OpenAI didn’t want to wait nearly two and a half years to release GPT-5. According to The Information, by the spring of 2024, Altman was telling employees that their next major model, code-named Orion, would be significantly better than GPT-4. By the fall, however, it became clear that the results were disappointing. “While Orion’s performance ended up exceeding that of prior models,” The Information reported in November, “the increase in quality was far smaller compared with the jump between GPT-3 and GPT-4.”

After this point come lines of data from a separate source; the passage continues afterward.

PR #425, opened 2018-03-20
Re-fix honoring of 'except' when used with 'comment_required'

jeffdill2:
This was originally fixed here: https://github.com/collectiveidea/audited/pull/419

But it was inadvertently broken when this was merged in: https://github.com/collectiveidea/audited/pull/420

### DIFF
--- a/lib/audited/auditor.rb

Orion’s failure helped cement the creeping fear within the industry that the A.I. scaling law wasn’t a law after all. If building ever-bigger models was yielding diminishing returns, the tech companies would need a new strategy to strengthen their A.I. products. They soon settled on what could be described as “post-training improvements.” The leading large language models all go through a process called pre-training in which they essentially digest the entire internet to become smart. But it is also possible to refine models later, to help them better make use of the knowledge and abilities they have absorbed. One post-training technique is to apply a machine-learning tool, reinforcement learning, to teach a pre-trained model to behave better on specific types of tasks. Another enables a model to spend more computing time generating responses to demanding queries.
A useful metaphor here is a car. Pre-training can be said to produce the vehicle; post-training soups it up. In the scaling-law paper, Kaplan and his co-authors predicted that as you expand the pre-training process you increase the power of the cars you produce; if GPT-3 was a sedan, GPT-4 was a sports car. Once this progression faltered, however, the industry turned its attention to helping the cars that they’d already built to perform better. Post-training techniques turned engineers into mechanics.
Tech leaders were quick to express a hope that a post-training approach would improve their products as quickly as traditional scaling had. “We are seeing the emergence of a new scaling law,” Satya Nadella, the C.E.O. of Microsoft, said at a conference last fall. The venture capitalist Anjney Midha similarly spoke of a “second era of scaling laws.” In December, OpenAI released o1, which used post-training techniques to make the model better at step-by-step reasoning and at writing computer code. Soon the company had unveiled o3-mini, o3-mini-high, o4-mini, o4-mini-high, and o3-pro, each of which was souped up with a bespoke combination of post-training techniques.
Other A.I. companies pursued a similar pivot. Anthropic experimented with post-training improvements in a February release of Claude 3.7 Sonnet, and then made them central to its Claude 4 family of models. Elon Musk’s xAI continued to chase a scaling strategy until its wintertime launch of Grok 3, which was pre-trained on an astonishing 100,000 H100 G.P.U. chips—many times the computational power that was reportedly used to train GPT-4. When Grok 3 failed to outperform its competitors significantly, the company embraced post-training approaches to develop Grok 4. GPT-5 fits neatly into this trajectory. It’s less a brand-new model than an attempt to refine recent post-trained products and integrate them into a single package.